Rage or no, I wasn’t in shape to fight. My heart was burning already, and I could never match the tire iron. I had to catch him one perfect right shot to the jaw—my left would never be good enough—and for that I had to wait until he swung the iron. There is no other course when fighting a tire iron but to get the opponent to commit himself. You can only strike after the weapon goes by. Stoodie knew this. He lashed the iron back and forth and committed himself to no full swings. He would wait. Let me come undone from the tension. Stoodie waited, and we circled, and I could hear my breathing louder than his. Then I hurled the beeper and it struck him on the head. I threw my right after it, but only caught his nose, not his chin, and he brought the iron down on my left arm. He was off-balance, and so it was not with whole force, but my arm was dead and I was in such pain I barely dodged his next swing. Now he lashed the air again as the blood from his nose went into his mouth, and bones in his face, it came to him, were broken.

He swung again. I ducked, grabbed two handfuls of roadside pebbles and threw them in his face. Blinded, he brought one huge swing down on me, and I skipped to the side and threw my right as hard as I ever hit anything, a thunderbolt went down my arm, and he and his iron fell together. Then I made the mistake of kicking him in the head. That broke my big toe. Be it said for the new pain that it kept me from beating on his skull with the tire iron. Picking that up, I hobbled down the road to the van. Spider was leaning against it, his head in his hands, moaning, and I knew the joys of going berserk. With the tire iron I smashed in his windows, his headlights, his taillights, and then, not content, tried to pry one of the doors off, but failing that, sprung the hinge at least.

Spider watched, and said at the finish, “Hey, man, have a heart. I need medical attention.”

“Why did you say I stole your knife?” I answered him.

“Somebody did. I got a new one that’s no fucking good.”

“It’s in my dog.”

“I’m sorry, man. I got nothing against your dog.”

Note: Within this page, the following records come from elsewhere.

PR #117, opened 2018-01-24
Add Vim / Neovim plugin

jez:
I saw that you started an editor integration section, and
thought that it might benefit from a Vim / Neovim section \o/

Thanks for this program by the way 🙂


lspitzner:
thanks!

Issue #122, opened 2018-02-24
brittany doesn't format multibyte strings nicely


pythonissam:
```bash
$ brittany --version
brittany version 0.9.0.0
Copyright (C) 2016-2017 Lennart Spitzner
There is NO WARRANTY, to the extent permitted by law.
```

# Example
```haskell
f xs
  | xs == "a" = True
  | xs == "abc" = True
```

will be formatted correctly like below:

```haskell
f xs | xs == "a"   = True
     | xs == "abc" = True
```

Though

```haskell
f xs
  | xs == "あ" = True
  | xs == "abc" = True
```

becomes

```haskell
f xs | xs == "あ"   = True
     | xs == "abc" = True
```

I guess brittany doesn't handle multibyte strings.

lspitzner:
I see, that is a bit unfortunate. However it does not seem to be connected to "multibyte" aspect, but rather to the fact that even with monospace fonts, the glyph for "あ" is larger than other glyphs. The alignment functionality in brittany really only makes sense when all glyphs have the same size.

So the only fix I can think of is to disable alignment: Either globally via
`_lconfig_columnAlignMode = ColumnAlignModeDisabled` or perhaps we could implement something that disables only in relevant cases? I don't really know and somewhat doubt that such cases could be detected reliably though, because it is more the font's property than the codepoint's.

tfausak:
How _should_ this be aligned?

``` hs
f x = case x of
  "1" -> () -- U+0031
  "２" -> () -- U+FF12
  _   -> ()
```

All of the arrows are aligned. They start at column 8. But the characters themselves aren't the same visual width.

PR #123, opened 2018-02-26
Fix issue #122

waddlaw:
Ref: #122 

My idea is replace `length` to `elasticLength` that it is calclate length is two if `**non**-ascii characters`.

Implement `elasticLength` like this:

```haskell
-- |
-- >>> elasticLength "あ"
-- 2
-- >>> elasticLength "abc"
-- 3
-- >>> elasticLength "aあa"
-- 4
elasticLength :: Text -> Int
elasticLength = Text.foldl' (\len c -> if isAscii c then len + 1 else len + 2) 0
```

I will not break anything so far.
@lspitzner Could you merge this?

### DIFF
--- a/brittany.cabal
+++ b/brittany.cabal
@@ -108,6 +108,7 @@ library {
     , cmdargs >=0.10.14 && <0.11
     , czipwith >=1.0.0.0 && <1.1
     , ghc-boot-th >=8.0.1 && <8.3
+    , text-latin1 >= 0.3 && < 0.4
     }
   default-extensions: {
     CPP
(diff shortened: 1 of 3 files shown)


pythonissam:
@lspitzner This PR seems to have fixed the issue. Would you consider merging it?

lspitzner:
Thanks for this contribution!

1. What is the additional dependency for?
2. This does not work for me. With my font, the those glyphs do not have a width of 2 ascii glyphs, so this does not give proper alignment still. Just pointing this out; If it works for you and other users I can merge still.
3. Please test this with some other alphabets/codepages and report what you tested (I don't want an additional cabal testsuite or anything, but some example that I can test manually). I highly suspect that stuff will break, because isAscii is a rather poor estimation of glyph size in general. And any unicode stuff should be tested with more than just two languages.

lspitzner:
Closing due to inactivity, and because afaict this change makes things worse for many other languages (e.g. consider greek or russian).

waddlaw:
@lspitzner I understand. Thank you!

It was as fractured as that. I left him by the van, walked carefully around Stoodie so that I would not turn the iron on him, knelt by Stunts, who had died near the Porsche, his favorite chariot, and managed with my good arm to get him into the front seat.

Then I drove home.

Shall I tell you the virtues of such a war? I held myself together long enough to take both plastic bags down to the basement, where I laid them in a carton. (I have not yet spoken of this, but their odor in another twenty-four hours would be a disaster.) Then I dug a grave in the yard for my dog and buried him, doing it all with one good arm and one good foot—the ground in this mist was soft—and then I took a shower and went to bed. If not for the war by the side of the road, I could never have slept and would have been ready for a mental home by morning. As it was, I slumbered as well as any of those who were dead and awoke in the morning to find my father in the house.